This method allows the WholeStructureEnergy class to define which edges should be included in the EnergyGraph so that during the finalize() method the Energy class can iterate across the EnergyGraph. This iteration occurrs in the SecondaryStructureEnergy class, where the edges must span 12 angstroms between the centroids. Arguably, the SecondaryStructureEnergy class could use the TwelveANeighborGraph (a context graph) and not require that the EnergyGraph span such long distances.

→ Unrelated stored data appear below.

PR #284, opened 2015-11-05
Update reflectable entry point format

jakemac53:
If people use html imports containing dart scripts then the reflectable transformer needs to run on the bootstrap file, otherwise it can't reach the entire program.

### DIFF
--- a/templates/web-polymer/pubspec.yaml
+++ b/templates/web-polymer/pubspec.yaml
@@ -18,7 +18,7 @@ transformers:
 - web_components:
     entry_points: web/index.html
 - reflectable:
-    entry_points: web/index.dart
+    entry_points: web/index.bootstrap.initialize.dart
 - $dart2js:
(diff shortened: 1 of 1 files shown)


devoncarew:
lgtm

We'll need to re-gen the template resources and rev the pubspec version to re-publish.

jakemac53:
ok, is that something you want me to do?

devoncarew:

C++: core::scoring::methods::WholeStructureEnergy::atomic_interaction_cutoff() const –> double

clone(self: pyrosetta.rosetta.core.scoring.methods.EnergyMethod) → pyrosetta.rosetta.core.scoring.methods.EnergyMethod

C++: core::scoring::methods::EnergyMethod::clone() const –> class std::shared_ptr<class core::scoring::methods::EnergyMethod>

defines_high_order_terms(self: pyrosetta.rosetta.core.scoring.methods.EnergyMethod, : pyrosetta.rosetta.core.pose.Pose) → bool

Should this EnergyMethod have score and derivative evaluation

evaluated both in the context of the whole Pose and in the context of residue or residue-pairs? This covers scoring terms like env-smooth wherein the CBeta’s get derivatives for increasing the neighbor counts for surrounding residues, and terms like constraints, which are definable on arbitrary number of residues (e.g. more than 2); both of these terms could be used in RTMin, and both should use the residue and residue-pair evaluation scheme with the MinimizationGraph for the majority of the work they do. (Now, high-order constraints (3-body or above) will not be properly evaluated within RTMin.). The default implementation returns “false”.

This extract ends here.